# Shared Story Game  :)



## MHealthJo (Jan 29, 2015)

This game is fun to play with two or more people. You decide at the beginning how many words the players will use on each turn - whether it's one, two, three, or more. It's a bit like Three-Headed Broadway Star on Whose Line Is It Anyway. (Best TV show ever, haha.)

When it's your turn you take the story where you like, using only the amount of words allowed.

You can make it as sensible / 'making sense', or as nonsensical and silly, as you like.  (Kids love making it into very ridiculous nonsensical stuff.   )

The only trouble is deciding when the story is 'finished' ?? Sometimes the story-starter can decide, when they feel it has reached a cool moment or something, or we could say 'After post #100, start finding  a way to wrap it up?" I don't know.  Also feel free to start a new one anytime if it takes your fancy, haha.

Let's make this one  Three Words Each.

---

In the mountains,


----------



## making_art (Jan 29, 2015)

MHealthJo said:


> .
> 
> ---
> 
> In the mountains,



With the rain


----------



## GDPR (Jan 29, 2015)

pelting down on

---------- Post Merged at 08:30 PM ---------- Previous Post was at 08:29 PM ----------

was I supposed to quote you guys so the story shows in each post?


----------



## making_art (Jan 30, 2015)

Hmmm I think so .. Trying to figure it out In Tapatalk


----------



## making_art (Jan 30, 2015)

In the mountains with the rain pelting down on my tent


----------



## making_art (Jan 30, 2015)

making_art said:


> In the mountains with the rain pelting down on my tent I dreamed of



Hmm.

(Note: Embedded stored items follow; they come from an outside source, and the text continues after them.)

PR #1110, opened 2019-03-25
Update console-setup to 1.188 while also updating the SRC_URI

rneilturner:
Signed-off-by: turnerr <turnerr@ainfosec.com>


rneilturner:
The version we use (1.88) is distributed under Debian Wheezy which is no longer supported. In addition, 1.88 version of console-setup was removed from the Debian ftp site. I created this PR to update console-setup to the version supported in Debian Buster.

eric-ch:

PR #1113, opened 2019-03-27
OXT-1507: Support TCG EFI Agile crypto log 2.0.

eric-ch:
- Add the required logic to the `txt` module to export the eventlog. Compared to previous version, the heap header structure is not necessary.
- Pass the format of the event-log from TBoot to Xen and from Xen to module `txt`. That last one will create a `securityfs` node named differently to reflect the version of the ABI of the event-log. The issue here is the legacy TPM 2.0 agile log that passed in the TBoot heap structure the algorithm used for the hashes. While the TCG (EFI?) TPM 1.2 and TCG EFI TPM 2.0 format defined in the `EFI Protocol Specification` give enough information to figure out the version of the log from its content header, it is not the case for the legacy format that was used in between. Since TPM 1.2 was already handled with a different `securityfs` node, follow that path.
- Parse the new format in `pcr-calc`. The version of the event-log is determined by the `securityfs` node existence and name, or if `-F` is used, by the TPM version and the new option `-o` that will inform `pcr-calc` that it should parse the TPM 2.0 legacy format.
- The last commit fixes an annoyance when building `pcr-calc` with `debug=y` in `Config.mk`, this was introduced by https://github.com/OpenXT/xenclient-oe/pull/1100 and only affects manual configuration of the build system.


recipes-kernel/linux/4.19/patches/xen-txt-add-xen-txt-eventlog-module.patch
```diff
@@ -181,13 +181,21 @@ Subject: [PATCH] xen-txt: add xen txt eventlog module
...
++			break;
++		case TXTOP_EVTLOG_FORMAT_LEGACY_20:
++			filename = "tpm20_binary_evtlog_legacy";
++			break;
++		case TXTOP_EVTLOG_FORMAT_TCG_20:
++			filename = "tpm20_binary_evtlog_tcg";
++			break;
++		default:
++			printk(KERN_ERR "Incompatible event-log format: %x\n", txt_log.format);
++                        ret = EINVAL;
```
jean-edouard: Spaces here too.

jean-edouard:
Built here: http://openxt-builder.ainfosec.com:8010/builders/openxt64/builds/6474
Merging soon after indent fixes.

eric-ch:
v2:
- Amend invalid indentation.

I used the quote button but I had to type something under the quote before I could post


----------



## making_art (Jan 30, 2015)

making_art said:


> In the mountains with the rain pelting down on my tent



I dreamed of


----------



## MHealthJo (Jan 30, 2015)

a great disaster

(And if you think "Oh, what the other person just did, that's a good place to add a full stop / period and start a new thought." - then feel free to start with a full stop / period and begin your new sentence.   )


----------



## GDPR (Jan 30, 2015)

> In the mountains with the rain pelting down on my tent I dreamed of a great disaster



.I woke up


----------



## MHealthJo (Feb 1, 2015)

and wondered if


----------



## GDPR (Feb 1, 2015)

I was still


----------



## MHealthJo (Feb 2, 2015)

believing in precognition...


----------



## GDPR (Jul 12, 2016)

.I decided to


(resurrecting this old thread,I am bored)


----------



## making_art (Jul 12, 2016)

go for a 

Forgot it was 3 words only so I corrected it...

Sent from my iPhone using Tapatalk


----------



## rdw (Jul 13, 2016)

walk beside the


----------



## making_art (Jul 13, 2016)

river. The sun


Sent from my iPhone using Tapatalk


----------



## GDPR (Jul 13, 2016)

was as red


----------



## making_art (Jul 14, 2016)

as sunset on


Sent from my iPhone using Tapatalk


----------



## rdw (Jul 14, 2016)

Mars. Before I


----------



## MHealthJo (Jul 20, 2016)

knew it, there


----------



## GDPR (Jul 20, 2016)

were two more


----------



## rdw (Jul 25, 2016)

people beside me.


----------



## making_art (Jul 25, 2016)

They appeared to


----------



## rdw (Jul 26, 2016)

be totally engrossed


----------



## MHealthJo (Jul 30, 2016)

with a vision


----------



## making_art (Aug 11, 2016)

MHealthJo said:


> with a vision



In the sky


----------



## MHealthJo (Aug 11, 2016)

. I asked them


----------